One of the earliest documentations of the Cortese grape dates back to a 1659 report to the Marchesa Doria from the estate manager of the family's villa in Montaldeo that states that all the vineyards were planted with Cortese and Vermentino. In 1870, the ampelographers P.P. DeMaria and Carlo Leardi noted that the Cortese was being widely cultivated in the Alessandria province of Piedmont, where it was prized for its hardiness to grape diseases and ability to produce large crop yields as well as high-quality wine.

==Wine regions==
Today, Cortese is most widely associated with the DOCG wine Cortese di Gavi, produced in the Alessandria Gavi region. There are significant plantings of the grape throughout southeastern Piedmont, including the DOC wine-producing areas of Colli Tortonesi and Cortese dell'Alto Monferrato, located a few miles to the west of Gavi and of Monferrato Casalese Cortese, which extends to the Basso Monferrato north of the Tanaro. Despite the proximity to Gavi, Cortese experiences a significantly difficult time with the grapes fully ripening in Tortona and Monferrato. Piemonte Cortese DOC can be made in the Province of Cuneo to the west, along with Alessandria and Asti.
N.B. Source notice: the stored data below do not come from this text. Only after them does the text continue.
PR #2228, opened 2021-09-26
add a check for isAlive

U5B:
I believe this will prevent the bot from yeeting itself into the void on death (if the server doesn't lag him back)

### DIFF
--- a/lib/plugins/physics.js
+++ b/lib/plugins/physics.js
@@ -245,11 +245,6 @@ function inject (bot, { physicsEnabled }) {
 
   // player position and look (clientbound)
   bot._client.on('position', (packet) => {
-    if (doPhysicsTimer === null) {
-      lastPhysicsFrameTime = performance.now()
-      doPhysicsTimer = setInterval(doPhysics, PHYSICS_INTERVAL_MS)
-    }
-
     bot.entity.height = 1.62
     bot.entity.velocity.set(0, 0, 0)
 
@@ -277,6 +272,11 @@ function inject (bot, { physicsEnabled }) {
     shouldUsePhysics = true
     bot.entity.timeSinceOnGround = 0
     lastSentYaw = bot.entity.yaw
+ 
+    if (doPhysicsTimer === null) {
+      lastPhysicsFrameTime = performance.now()
+      doPhysicsTimer = setInterval(doPhysics, PHYSICS_INTERVAL_MS)
+    }
 
     bot.emit('forcedMove')
   })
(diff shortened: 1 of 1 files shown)


rom1504:
does it work? what's the difference before/after ?

lib/plugins/physics.js
```diff
@@ -1,4 +1,4 @@
-const { Vec3 } = require('vec3')
+const Vec3 = require('vec3').Vec3
```
Karang, line 1: Change not needed

lib/plugins/physics.js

Outside of Piedmont, the grape can be found in significant quantities in the Oltrepò Pavese, part of the Province of Pavia in Lombardy, which borders the Province of Alessandria. Further east, Garda Cortese DOC is produced in the hills near Lake Garda (provinces of Brescia and Mantova in Lombardy and the province of Verona in the Veneto). The grape may also be used as part of the blend for the Bianco di Custoza DOC, near Lake Garda in the Province of Verona. As of 2000, 7,800 acre of Cortese were planted throughout Italy.

==Wines==
Wines made from Cortese (particularly those from the DOCG Gavi) have long been favored by restaurants in the southern neighboring port of Genoa as a wine pairing with the local seafood caught off the Ligurian coast. The wine's moderate acidity and light, crisp flavors pair well with the delicate flavors of some fish. Cortese wines tend to be medium bodied with notes of limes and greengage. The wines can be aggressively acidic and lean in particularly cool vintages, but winemaking techniques such as malolactic fermentation and oak barrel fermentation can temper that.

==Synonyms==
Cortese is also known under the synonyms Bianca Fernanda, Corteis, Cortese Bianca, Cortese Bianco, Cortese d'Asti, Cortese dell'Astigliano, Courteis, Cortesi, Courteisa, Fernanda Bianca, and Raverusto.